[Records from a dataset]

========

PR #995, opened 2023-08-13
Added G38.6-9 to force probe units in mm

MitchBradley:


breiler:
Just curious, how will this work from a sender perspective?

If I issue a probe command when it's in G20 modal state, FNC may convert my parameters to mm and report back the probed position in mm if the `forceG21` is set to true?     

How will the sender know this?

bdring:
You should test it. The reporting should always respect the report_inches config value.

MitchBradley:
> Just curious, how will this work from a sender perspective?
> 
> If I issue a probe command when it's in G20 modal state, FNC may convert my parameters to mm and report back the probed position in mm if the `forceG21` is set to true?
> 
> How will the sender know this?

G38.6 through G38.9 are new commands; the old probe commands G38.2-G38.5 are unchanged.  If the sender continues to use the old commands, things will behave as always.  The new commands expect that the parameters on the probe line are given in G21 units, regardless of the modal state.  The reported position is not dependent on the modal state, but rather on the "report_inches" (previously $10) setting.  Therefore the existing sender code that already knows how to interpret positions should "just work".

The idea here is that the old commands will continue to be used in contexts where the G20/G21 mode is explicitly established and known, i.e. within larger GCode programs or macros that establish the modal units and depend on them before and after the embedded probe command.  The new commands can be used for UI probe buttons, where it is desirable to run an isolated probe cycle by pressing a button, without the side effect of changing modal units that might have been previously established by some operation that is unrelated to the button.  If the UI wishes to configure that probe cycle in, say, inches, it is free to do so, but it is responsible for converting the G38.6 arguments to mm.  (Or it can continue to use the old commands and deal with the modal problems in other ways.)

In any case, the reports will continue to depend on "report_inches", not the modal units.

Note that UI attempts to sense the current modal units are inherently unreliable.  A UI agent can know when it sends G20 or G21, but if a different agent on another channel (say WebUI or a pendant) sends one, the knowledge is not available immediately.  If auto-reporting is enabled, the agent will receive a message quickly.  If auto-reporting is not enabled, the agent can send $G to ask, or wait for a periodically-scheduled $G poll.  But regardless of when the resulting [GC: report is received, there will always be a small window of uncertainty because agent2 could send G20 between the time that agent1 determined the modal units and sent the probe command.

All this is an unfortunate interaction between the existence of modal units, the Grbl protocol with its poorly-synchronized command/response/status characteristics and, and the desire to allow multiple UI agents.

breiler:
Thanks for the explanation Mitch. I have been battling probing scenarios with different units in UGS and I was worried that I missed something.

MitchBradley:
So does this new feature help you?  And is there some way it could work even better?  I think that it can be used to solve the problem with WebUI, but perhaps I am missing something.

MitchBradley:
With legacy GRBL you typically do not have the "other UI agent" ambiguity.

breiler:
Yes, so that makes things easier. But I was thinking of incorporating the G20/G21 commands to the probing script to make it more explicit. UGS should be able to restore the parser state once the probing has been finished.

MitchBradley:
Indeed.  I faced the same problem with an auxiliary jog widget that I wrote for cncjs / g2core.  g2core does not have $j so the temporary-mode thing was not available.  Originally I tried to optimize it so that it only sent the G20/1 brackets if necessary, but there were sporadic failures due to wrong or untimely knowledge of the current mode.  I eventually changed it so the initial pre-jog modal was always present and the restore-to-original post-jog modal was optional.  That would sometimes fail to restore the mode, but that failure was less bad than jogging with the wrong units.

Knowing the mode is also complicated by the pipelining of sending a long move, followed by a mode change.  That is rare, but theoretically possible.  Grbl resists efforts to make a totally-reliable UI.

PR #998, opened 2023-08-15
Uniform (and not redundant) treatment of "0x" with to_hex()

vector76:
image

to_hex()  produces strings beginning with "0x" and in almost all usage, it is preceded by "0x", producing double "0x0xA1B2C3D4".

========

» **Task instructions**: In the entries above, find every line holding the word "issue" and copy it out.

» **Exercise response**:
If I issue a probe command when it's in G20 modal state, FNC may convert my parameters to mm and report back the probed position in mm if the `forceG21` is set to true?     
> If I issue a probe command when it's in G20 modal state, FNC may convert my parameters to mm and report back the probed position in mm if the `forceG21` is set to true?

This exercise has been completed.